Before we get to the Locked Tomb, what's so special about the Last Supper?
There are actually a few significant things that happen during the Last Supper, but this is where Jesus introduces the concept of communion:
Now as they were eating, Jesus took bread, and after blessing it broke it and gave it to the disciples, and said, “Take, eat; this is my body.” And he took a cup, and when he had given thanks he gave it to them, saying, “Drink of it, all of you, for this is my blood. - Matthew 26:26-28
This isn't actually the first time Jesus has told his followers they will need to literally eat him:
So Jesus said to them, “Truly, truly, I say to you, unless you eat the flesh of the Son of Man and drink his blood, you have no life in you. Whoever feeds on my flesh and drinks my blood has eternal life, and I will raise him up on the last day. For my flesh is true food, and my blood is true drink. Whoever feeds on my flesh and drinks my blood abides in me, and I in him. - John 6:53-56
If you're thinking that sounds a bit intense, you're not alone - the Bible says that "many" of his disciples left after being told that they were apparently going to have to eat Jesus to be saved and resurrected.
While many Protestant denominations take this symbolically, Catholicism teaches transubstantiation: that when the priest prays over the bread and wine at mass, they really do become Jesus' body and blood.
With this in mind, let's circle back to necromancers:
"Overseas to Corpus. (She likes the word corpus; it sounds nice and fat.)"
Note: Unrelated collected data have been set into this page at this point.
PR #817, opened 2026-01-07
feat(global): add `autoEnable` and make `enable = false` disable all modules

### LINKED ISSUE #796: `catppuccin.enable = false` doesn't disable everything
Hi,

First thanks for your work on this module, I've never been as aesthetically soothed when using my PC!

I think the global `enable` option is a bit confusing/unconventional: usually it disables all the config driven by options in the same attrset, but here it's just a default state for the other modules.

Example:
```nix
catppuccin.enable = false;
catppuccin.whatever.enable = true;
```

I'd expect this to not have any effect due to `enable = false`, as with essentially all modules out there, but currently the `whatever` program still has configuration installed.

I think basically the current behavior of `enable` should be moved to something like `catppuccin.autoEnable`, so that `enable` can be an actual kill switch. `autoEnable` is the name `stylix` uses, and it seems to me convenient to reuse it.  
I'm willing to make a PR for this if you're interested, but just want to check if you're interested before spending time on it!

ThinkChaos:
Fixes #796

### DIFF
--- a/modules/global.nix
+++ b/modules/global.nix
@@ -17,7 +17,20 @@ in
   imports = catppuccinLib.applyToModules catppuccinModules;
 
   options.catppuccin = {
-    enable = lib.mkEnableOption "Catppuccin globally";
+    enable = lib.mkEnableOption ''
+      Catppuccin.
+
+      Note: for `stateVersion` < 26.05, this is equivalent to `autoEnable`,
+      and there is no way to globally disable Catppuccin.
+      Since 26.05, this is a more traditional `enable` option;
+      `false` disables all Catppuccin modules.
+    '';
+
+    autoEnable = lib.mkEnableOption ''
+      all Catppuccin integrations by default.
+
+      Note: for `stateVersion` < 26.05, this option is equivalent to `enable`.
+    '';
 
     flavor = lib.mkOption {
       type = catppuccinLib.types.flavor;
@@ -56,6 +69,13 @@ in
         the version does not match catppuccin/nix's minimum supported version.
       '';
     };
+
+    # TODO: remove this back-compatibility implementation detail
+    _enable = lib.mkOption {
+      type = lib.types.bool;
+      internal = true;
+      readOnly = true;
+    };
   };
 
   config = {
@@ -70,7 +90,23 @@ in
       }
     ];
 
-    nix.settings = lib.mkIf config.catppuccin.cache.enable {
+    # Make our lives easier by centralizing the different interpretations of `enable`.
+    # That way all modules can just rely on `autoEnable` being correct, and `_enable`
+    # being a global enablement state.
+    catppuccin = {
+      # Keep `autoEnable` in sync with `enable` for releases where it didn't exist.
+      autoEnable = lib.mkIf (
+        !lib.versionAtLeast catppuccinLib.getModuleRelease "26.05"
+      ) config.catppuccin.enable;
+
+      _enable =
+        if lib.versionAtLeast catppuccinLib.getModuleRelease "26.05" then
+          config.catppuccin.enable
+        else
+          true;
+    };
+
+    nix.settings = lib.mkIf (config.catppuccin._enable && config.catppuccin.cache.enable) {
       extra-substituters = [ "https://catppuccin.cachix.org" ];
       extra-trusted-public-keys = [
         "catppuccin.cachix.org-1:noG/4HkbhJb+lUAdKrph6LaozJvAeEEZj4N732IysmU="
--- a/modules/global.nix
+++ b/modules/global.nix
@@ -1,5 +1,6 @@
 { catppuccinModules }:
 {
+  options,
   config,
   lib,
   pkgs,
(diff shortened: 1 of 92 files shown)


isabelroses:
currently unless we just break every single module. we should also check the stateVersion something roughly like `if lib.versionAtLeast catppuccinLib.getModuleRelease "26.05" then cfg.enable && config.catppuccin.enable else cfg.enable`

ThinkChaos:
Based on your other comment I thought that would be enough :/  
I'll add the `versionAtLeast` check tomorrow!

(I rebased on main)

ThinkChaos:
No worries! I think I can use an attr under `config.lib.catppuccin` to make it easier :)

isabelroses:
okay we are just kinda waiting for the sake of waiting now so i've applied some ideas i've had.

i somewhat decided that `config.catppuccin.enable` will imply `config.catppuccin.autoEnable` and this can then be disabled by users that don't like that. then we don't need `config.catppuccin._enable` and people who want auto enrolling ports disabled are happy too.

modules/global.nix
```diff
@@ -17,7 +17,17 @@ in
...
+      Catppuccin gloabl toggle.
+
+      If you intend for auto enrolling ports then you want to see
+      {option}`catppuccin.autoEnable`
+    '';
+
+    autoEnable = lib.mkEnableOption "all Catppuccin integrations by default" // {
+      default = config.catppuccin.enable;
+      defaultText = "catppuccin.enable";
+    };
```
ThinkChaos, line 46: We might as well make the default just `true` no?  
All modules are already gated by `config.catpuccin.enable`, so having a default static would be clearer IMO.

ThinkChaos (commented):
Thank you for getting back to this! :)

I see you rebased, thanks, just to be 100% sure cause I made the mistake last time, did you check if there were new modules added? Those need to be modified and don't cause conflicts so it's easy to miss!

modules/global.nix
isabelroses: i think for the sake of consistency with our other modules this is a more accurate thing to do.

but i have noticed that now break modules that do something like `catppuccin.enable = false` but have other ports enabled... i rember why we did it like this now

isabelroses:
> I see you rebased, thanks, just to be 100% sure cause I made the mistake last time, did you check if there were new modules added?

I did! thanks :D

so latest push i've had a revelation. just make the`useGlobalEnable` be `catppuccin.enable && catppuccin.autoEnable` then anything that doesn't implement that has to figure it out themselves. i've called `26.11` our release where you *must* set `catppuccin.autoEnable` and we can warn on the option not being set for now hence this logic. since if `autoEnable` is now set in a contemporary context (pre 26.11) it will still have effect.

```nix
isAutoEnrolled =
    if (lib.versionAtLeast ctp.getModuleRelease "26.11") then
      config.catppuccin.enable && config.catppuccin.autoEnable
    else if (options.catppuccin.autoEnable.highestPrio >= 1500) then
      config.catppuccin.enable && config.catppuccin.autoEnable
    else
      config.catppuccin.autoEnable;
```

isabelroses:
its a bit hot. i forgot about a logical and that could make that read a bit easier...

ThinkChaos:
> so latest push i've had a revelation. just make theuseGlobalEnable be catppuccin.enable && catppuccin.autoEnable then anything that doesn't implement that has to figure it out themselves

I had initially chosen not to do that cause it means `catppuccin.enable` has an observable effect on `catpuccin.*` options which AFAIK is not super common.  
I'm ok with it though cause my main goal here was to has a global killswitch, which is still the case.

isabelroses:
this should be good to merge now. i'd like to wait for the proper 26.05 release before i do that though

isabelroses:
had to move back to the per file `config.catppuccin.enable` since i realised my code would bypass the enable option if someone did `catppuccin.tty.enable` for example lol

ThinkChaos:
Thanks again! I switched to back mainline which is always a great feeling :)

ncfavier:
I want to enable catppuccin just for Halloy, so I did the following:

```nix
  catppuccin.enable = true;
  catppuccin.autoEnable = false;
  catppuccin.halloy = {
    enable = true;
    flavor = "mocha";
  };
```

I get this evaluation warning:

```
catppuccin/nix will soon auto enroll ports using
`catppuccin.autoEnable` and `catppuccin.enable` will act as a global
toggle to disable all ports and catppuccin modifications.

you can supress this warning by explicitly setting
`catppuccin.autoEnable` to match your current value of
`catppuccin.enable` and change `catppuccin.enable` to true
```

I don't understand the suggested action here. I don't want to set `autoEnable` to my current value of `enable` (`true`), since I don't want to automatically enable everything...

isabelroses:
@ncfavier can you run `nixos-rebuild repl` and then copy the result of `options.catppuccin.autoEnable.highestPrio` or `options.home-manager.users.valueMeta.attrs.<your username>.configuration.options.catppuccin.autoEnable.highestPrio`.

i would assume your current value might be `1500` which would explain the error

ncfavier:
`options.home-manager.users.valueMeta.attrs.n.configuration.options.catppuccin.autoEnable.highestPrio` is 
100.

isabelroses:
well thats really odd. we only check for the `autoEnable` once here:

https://github.com/catppuccin/nix/blob/8b943da8a0f8628f3446d2517ea39babcfaf27f3/modules/global.nix#L20 https://github.com/catppuccin/nix/blob/8b943da8a0f8628f3446d2517ea39babcfaf27f3/modules/global.nix#L92-L102

and you are explicitly setting the option so i cannot tell.

ncfavier:
Sorry, it was my mistake 🤦. The configuration that raised the warning indeed did not have `autoEnable` set. Thanks for your help.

This is probably Corpus Christi College, Oxford (named after the Solemnity of the Most Holy Body and Blood of Christ, where the church celebrates the real presence of Jesus in the eucharist). The symbol of the college is a pelican - there's even a fabulously gilded pelican atop the sundial in their main quad.
What do pelicans have to do with the eucharist? Quite a lot, actually... The pelican is a really old symbol for Jesus, because it was believed to feed its young on its own flesh and blood in times of famine. The pelican on the Corpus Christi sundial is pecking at its own chest.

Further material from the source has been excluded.